2011-11-23 18:26:18.292: [  OCRRAW][1]ibctx: Failed to read the whole bootblock.  Assumes invalid format.
2011-11-23 18:26:18.292: [  OCRRAW][1]proprinit:problem reading the bootblock or superbloc 22

2011-11-23 18:26:18.491: [  OCRRAW][1]propriogid:1_2: INVALID FORMAT
2011-11-23 18:26:18.814: [  OCRRAW][1]iniconfig:No 92 configuration
2011-11-23 18:26:18.814: [  OCRAPI][1]a_init:6a: Backend init successful
2011-11-23 18:26:18.854: [ OCRCONF][1]Initialized DATABASE keys
2011-11-23 18:26:18.859: [ OCRCONF][1]Successfully set skgfr block 0
2011-11-23 18:26:18.859: [ OCRCONF][1]Exiting [status=success]...

此段信息在OTN上存在相同的案例 问题原因是 两边的权限不同

但是经过我们验证 发现没有此类问题

下面很奇怪的就是为什么在 ASMCA 在进行磁盘扫描的时候等待,是什么触发了它的等待 ,他在等待什么

在运行ASMCA同时开一个窗口 tail日志 我们发现:

发生等待是对应的日志是 oracle.asm...fetchdiskgroup。

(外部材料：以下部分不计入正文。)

PR #2423, opened 2026-09-14
Simplify Google ADK integration install command

xumaple:
Modern npm installs the integration's required peer dependencies automatically. This simplifies the README command to install only `@temporalio/google-adk-agents`, while retaining the supported peer ranges below it for users resolving an existing dependency graph.


brianstrauch (approved):
Thanks!

PR #2424, opened 2026-09-14
feat!(extstore): add new concurrency controls that provide that cap per-message and total driver operations.

cconstable:
## What was changed

**Previously:**
- Message payloads were walked sequentially which meant external storage performed it's operations sequentially. 

**Now:**
- All payloads sites in a message are walked concurrently but inside a driver, operations are capped by `maxOperationsPerMessage` per message and the total number of operations drivers perform is capped "globally" (per instance of ExternalStorage) by `maxDriverOperations`. 
- To do this, we need drivers to cooperate so a new `context.limiter` is passed into drivers which they can use to take a permit for performing work. 
- The existing S3 and GCS drivers were updated. 
- If a driver doesn't use the limiter during an operation a warning is logged.
- defaults were added (8 per message, 64 global)

## Why?

- TS was lacking concurrency controls for external storage.
- https://github.com/temporalio/sdk-typescript/issues/2275

## Checklist

New tests were added.


packages/common/src/internal-non-workflow/external-storage-visitor.ts
```diff
@@ -26,12 +27,11 @@ export interface ExternalStorageStoreOptions {
   initialTarget?: StorageDriverTargetInfo;
   /** Derives new storage target from the current message. */
   deriveContext?: ContextDeriver<StoreTarget>;
-  /** Bounds concurrent transform calls across payload sites. Omit for sequential. */
-  limit?: ConcurrencyLimit;
   /** Aborts the walk and every in-flight driver call. */
   abortSignal?: AbortSignal;
   /** Collects metrics of the store operations performed during the walk. */
   metrics?: ExternalStorageMetricsAccumulator;
+  logger?: Logger;
```
cconstable, line 34: I don't think there is another way to thread the logger in right now.

packages/common/src/converter/extstore.ts
```diff
@@ -116,6 +138,46 @@ export type StorageDriverSelector = (context: StorageDriverSelectContext, payloa
 /** Default {@link ExternalStorage.payloadSizeThreshold}: 256 KiB. */
 const DEFAULT_PAYLOAD_SIZE_THRESHOLD = 256 * 1024;
 
+/** Default {@link ExternalStorageConcurrency.maxDriverOperations}. */
+const DEFAULT_MAX_DRIVER_OPERATIONS = 64;
+
+/** Default {@link ExternalStorageConcurrency.maxOperationsPerMessage}. */
+const DEFAULT_MAX_OPERATIONS_PER_MESSAGE = 8;
```
cconstable, line 145: These were arbitrarily chosen.

packages/common/src/converter/extstore.ts
```diff
@@ -52,6 +52,24 @@ export interface StorageDriverActivityInfo {
...
 export type StorageDriverTargetInfo = StorageDriverWorkflowInfo | StorageDriverActivityInfo;
 
+/**
+ * Bounds how many external storage operations all drivers managed by a single ExternalStorage
+ * instance may have in flight at once. This limit is cooperative which means driver
+ * implementations must use the provided context.limiter to acquire permits for each operation.
+ *
+ * This limit can be configured via {@link ExternalStorageConcurrency.maxDriverOperations}.
+ *
+ * n.b. taking permits from inside another permit can lead to deadlocks if the nesting exceeds
```
chris-olszewski, line 62: TIL about "n.b."

Might be worth switching to just "Note:" or something along those lines in case there are other devs out there who have been slacking in their latin lessons.

packages/common/src/converter/extstore.ts
```diff
@@ -52,6 +52,24 @@ export interface StorageDriverActivityInfo {
...
+ * the configured concurrency limit. It is up to the driver to determine what a single "operation"
+ * looks like.
+ *
+ * @experimental
+ */
+export interface StorageDriverLimiter<Item> {
+  /** Runs `operation` once a permit for `item` is available, releasing the permit when it settles. */
+  permit<T>(item: Item, operation: () => Promise<T>): Promise<T>;
```
chris-olszewski, line 70: I'm unsure I understand why `permit` takes an item. The argument is always ignored by the implementations. Looking at the RFC, I see that Python/Go were written taking it, but TS/Java omitted it.

chris-olszewski (commented):
This makes sense to me. 

My only question (and it might be a dumb one) is regarding the passing of the item to `permit`. Do we expect permit acquisition behavior to be different per payload/claim instances?

packages/common/src/converter/extstore.ts
cconstable: that's fair. old habit 😄

packages/common/src/converter/extstore.ts
cconstable: The original implementation used these to acquire permits. It is not needed anymore. Good catch.

chris-olszewski (approved):

packages/common/src/converter/extstore.ts
jmaeagle99: The intention was to possibly allow permitting based on size instead of or in addition to count. If we don't include this now, then it's likely we won't be able to do it in the future without making carve outs.

cconstable: Was just coming back to comment ^ @jmaeagle99 and I just spoke about this and it was noted in the RFC I just misattributed it to an older design. Adding this back now.

Issue #740, opened 2022-07-01
[Feature Request] Add `ChildWorkflowHandle.cancel()`


lorensr:
### Is your feature request related to a problem? Please describe.

Currently can only cancel a child by canceling a scope.

### Describe the solution you'd like

Would be convenient to be able to do `childHandle.cancel()`

Current handle API: https://typescript.temporal.io/api/interfaces/workflow.childworkflowhandle/

mjameswh:
Related [Slack](https://temporalio.slack.com/archives/C01DKSMU94L/p1683053747688419) discussion.

Two possible work arounds:
- Use `getExternalWorkflowHandle` to get a regular `WorkflowHandle` on the child workflow. Then use that handle to send the cancel command.
- Start the child in a cancellation scope, then cancel the scope.

PR #2429, opened 2026-09-15
feat: ID-first Event Groups and additional attach sites (experimental)

mjameswh:
Follow-up to #2209.

## What was changed

`createEventGroup` now takes a required ID and an optional `{ label }`. The ID is stored verbatim (no SHA-1 derivation); don't put secrets in it. The user-facing type is renamed `EventGroup` (was `EventGroupMarker`).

。。

根据方法名称推断,正在获得ASM磁盘组信息 。

实用SQLPLUS 进入ASM实例中 查询磁盘组信息

select * from V$ASM_DISKGROUP 发现hang住

不死心啊

select * from V$ASM_DISKGROUP_STAT 这个没hang住

继续

select * from V$ASM_DISK 又hang住了

到底为什么呢?

View Name X$ Table name Description V$ASM_DISKGROUP X$KFGRP performs disk discovery and lists diskgroups V$ASM_DISKGROUP_STAT X$KFGRP_STAT diskgroup stats without disk discovery V$ASM_DISK X$KFDSK, X$KFKID performs disk discovery, lists disks and their usage metrics V$ASM_DISK_STAT X$KFDSK_STAT, X$KFKID lists disks and their usage metrics V$ASM_FILE X$KFFIL lists ASM files, including metadata/asmdisk files V$ASM_ALIAS X$KFALS lists ASM aliases, files and directories V$ASM_TEMPLATE X$KFTMTA lists the available templates and their properties V$ASM_CLIENT X$KFNCL lists DB instances connected to ASM V$ASM_OPERATION X$KFGMG lists rebalancing operations N.A. X$KFKLIB available libraries, includes asmlib path N.A. X$KFDPARTNER lists disk-to-partner relationships N.A. X$KFFXP extent map table for all ASM files N.A. X$KFDAT extent list for all ASM disks N.A. X$KFBH describes the ASM cache (buffer cache of ASM in blocks of 4K (_asm_blksize) N.A. X$KFCCE a linked list of ASM blocks. to be further investiga

现在问题已经很很明显了,就是扫描磁盘的问题。

正所谓点背不能怨社会,命苦不能怨政府 我们打算重来

删除了grid的安装,再次进行grid安装

在建立ASM磁盘组作为仲裁盘的时候,依然可以识别到10块硬盘 但是问题在于 无法识别的硬盘每个都显示为400+T 但是SA给我们的信息是每个磁盘为1T 再次运行bootinfo命令 确认为1T

问题很明显 ,出在存储上。

联系SA 确认存储之前用过,SA只是在LV层面进行了回收,但是在存储层面没有做清空操作,导致磁盘头部存在脏信息。导致ASMCA进程认为该盘有400+T 以至于进行超长时间扫描

解决方法:SA全面清理存储 并重新划分LV 再次进行安装 一切顺利,RAC环境搭建成功。